The session’s moves represent a geopolitical risk premium being partially unwound. The physical supply gap, 35 reported daily transits versus the 138-ship pre-conflict baseline, remains the leading indicator. If transit volumes do not normalise toward that baseline, the optimism priced into crude may prove premature.
The supply normalisation timeline matters as much as the diplomatic one: Saudi Aramco’s CEO warned that recovery could extend into 2027, and war-risk insurance premiums remained at crisis levels even after the April ceasefire announcement, meaning transit volume restoration depends on commercial confidence that lags the diplomatic signal by weeks or months.
A 10% oil session is a signal worth reading carefully, whatever comes next
A 10.1% single-session crude move driven by geopolitical de-escalation is historically significant. It reveals the size of the risk premium that had accumulated in oil prices throughout the Hormuz disruption, and the speed with which markets will shed it when presented with credible relief.
Australian investors should distinguish between the immediate reaction (broad equity gains, lower bond yields, airline and tech outperformance) and the durable thesis, which depends entirely on whether transit volumes actually normalise toward the 138-ships-per-day baseline.
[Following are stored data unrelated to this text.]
Issue #1007, opened 2024-03-14
MySQL configuration on startup fails when trying to set up users


M-arcus:
**Describe the bug**
MySQL configuration on startup fails when trying to set up users after updating to newest devenv.lock

**To reproduce**
```
{ pkgs, lib, ... }:
{
  services.mysql.enable = true;
  services.mysql.package = lib.mkDefault pkgs.mysql80;
  services.mysql.initialDatabases = [{ name = "db"; }];
  services.mysql.ensureUsers = [{
    name = "db";
    password = "db";
    ensurePermissions = { "*.*" = "ALL PRIVILEGES"; };
  }];
  processes.entryscript.exec = ''
    ${pkgs.coreutils}/bin/sleep infinity
  '';
}
```
works.

But adding this breaks the devenv up command:
```
  services.mysql.settings = {
    mysql = {
      user = "db";
      password = "db";
      host = "127.0.0.1";
    };
  };
```

Error log:
```
10:59:42 mysql-configure.1 | mysqld is alive
10:59:42 mysql-configure.1 | ERROR 1045 (28000): Access denied for user 'root'@'localhost' (using password: YES)
```

**Version**
 
```
$ devenv version
devenv: 0.6.3
```

M-arcus:
@schneider-felix mentioned, that this could be the cause
https://github.com/cachix/devenv/commit/71809bca1921dcc2c72e3749891ec91ed0fb78c4

M-arcus:
@domenkozar @shyim 
Looks like it's broken again, executing `mysql` does not use the configured values anymore.

domenkozar:
We really need a test for this

shyim:
https://github.com/cachix/devenv/blob/main/tests/mysql/.test.sh

PR #1021, opened 2024-03-20
services/mysql: use empty config while mysql server bootstrapping, fi…

shyim:
…xes #1007

When the user configures a mysql client password, it affects also our configuration script and this blocks the bootstrap process.

I created similar wrapper as before, but with empty config file.


domenkozar:
Let's also add a test to tests folder?

shyim:
test added :)

shyim:
image
mysql passed. it's failling because of search. btw search prints ALLL PACKAGES. therefore the ci logs page does not load 😆

PR #1056, opened 2024-03-26
rust: use mold

domenkozar:
Should we use mold by default to speed up compilation?


domenkozar:
Seems like we'll need to use sold to support macOS: https://github.com/rui314/mold/issues/1171

PR #1064, opened 2024-03-26
fix: `Env` should not be escaped

Atry:
According to https://github.com/opencontainers/image-spec/blob/main/config.md:

> Entries are in the format of `VARNAME=VARVALUE`. These values act as defaults and are merged with any specified when creating a container.

The `VARVALUE` part does not understand shell escape or quotes.

### DIFF
--- a/src/modules/containers.nix
+++ b/src/modules/containers.nix
@@ -141,7 +141,7 @@ let
       WorkingDir = "${homeDir}";
       Env = lib.mapAttrsToList
         (name: value:
-          "${name}=${lib.escapeShellArg (toString value)}"
+          "${name}=${toString value}"
         )
         config.env ++ [ "HOME=${homeDir}" "USER=${user}" ];
       Cmd = [ cfg.startupCommand ];


domenkozar:
We should really have some tests for these, can you show an example?

Atry:
Use `--entrypoint env` to skip `mk-shell-bin`'s `envScript`, which overrides the environment variables from the image manifest.

```bash
cd examples/fly.io && nix run ../.. -- container copy shell && docker run --rm -it --entrypoint env shell:latest
```
```
• Building shell container ...
• Using Cachix: devenv
warning: creating lock file '/examples/fly.io/devenv.lock'
trace: warning: `vendorSha256` is deprecated. Use `vendorHash` instead
/nix/store/i98cgbww6qifd626wzvn8jyz00va80nz-image-shell.json
✔ Building shell container in 2.0s.
warning: creating lock file '/examples/fly.io/devenv.lock'
trace: warning: `vendorSha256` is deprecated. Use `vendorHash` instead
• Running /nix/store/amca1wlni4szd4p8drmf6accq31ml58n-copy-container /nix/store/i98cgbww6qifd626wzvn8jyz00va80nz-image-shell.json false 

Copying container /nix/store/i98cgbww6qifd626wzvn8jyz00va80nz-image-shell.json to docker-daemon:shell:latest

Getting image source signatures
Copying blob 79833476e9bf done   | 
Copying blob a460459aeca2 done   | 
Copying config 3f15e603df done   | 
Writing manifest to image destination
✔ Copying shell container in 2.8s.
PATH=/usr/local/sbin:/usr/local/bin:/usr/sbin:/usr/bin:/sbin:/bin
HOSTNAME=f9ea7b473441
TERM=xterm
DEVENV_DOTFILE='/env/.devenv'
DEVENV_PROFILE='/nix/store/ra30qvay59hqy3j9fxwrb0ks20l6ifbw-devenv-profile'
DEVENV_ROOT='/env'
DEVENV_RUNTIME='/tmp/devenv-078a6e4'
DEVENV_STATE='/env/.devenv/state'
HOME=/env
USER=user
```

You can see the single quotes around `DEVENV_ROOT` and other environment variables.

Atry:
This bug also affects `docker exec` because `docker `exec` does not use `Entrypoint` nor `envScript`.

``` bash
docker exec "$(docker run --detach --rm -it shell:latest sleep infinity)" env
```

```
PATH=/usr/local/sbin:/usr/local/bin:/usr/sbin:/usr/bin:/sbin:/bin
HOSTNAME=661680970c87
DEVENV_DOTFILE='/env/.devenv'
DEVENV_PROFILE='/nix/store/ra30qvay59hqy3j9fxwrb0ks20l6ifbw-devenv-profile'
DEVENV_ROOT='/env'
DEVENV_RUNTIME='/tmp/devenv-078a6e4'
DEVENV_STATE='/env/.devenv/state'
HOME=/env
USER=user
```

You can see the environment variables are incorrect.

Atry:
@domenkozar Can we fix this?

domenkozar:
I'm afraid this will break other things, we for sure added escaping to fix something in the past.

Atry:
I think it is never used to fix anything in the past

Atry:
The current `Env` settings are simply broken. We did not notice it because they only take effect on `docker exec`, as `docker run` takes envionment variables from `mk-shell-bin`'s `envScript`, not the image's `Env`.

Independent vessel transit data from Hormuz is the leading indicator. ASX energy names, particularly Woodside and Santos, are the domestic barometer for how Australian portfolios are being repriced.
This article is for informational purposes only and should not be considered financial advice. Investors should conduct their own research and consult with financial professionals before making investment decisions. Past performance does not guarantee future results, and these forward-looking statements are subject to change based on market developments and geopolitical outcomes.
Frequently Asked Questions
What caused the oil price drop on 25 May 2026?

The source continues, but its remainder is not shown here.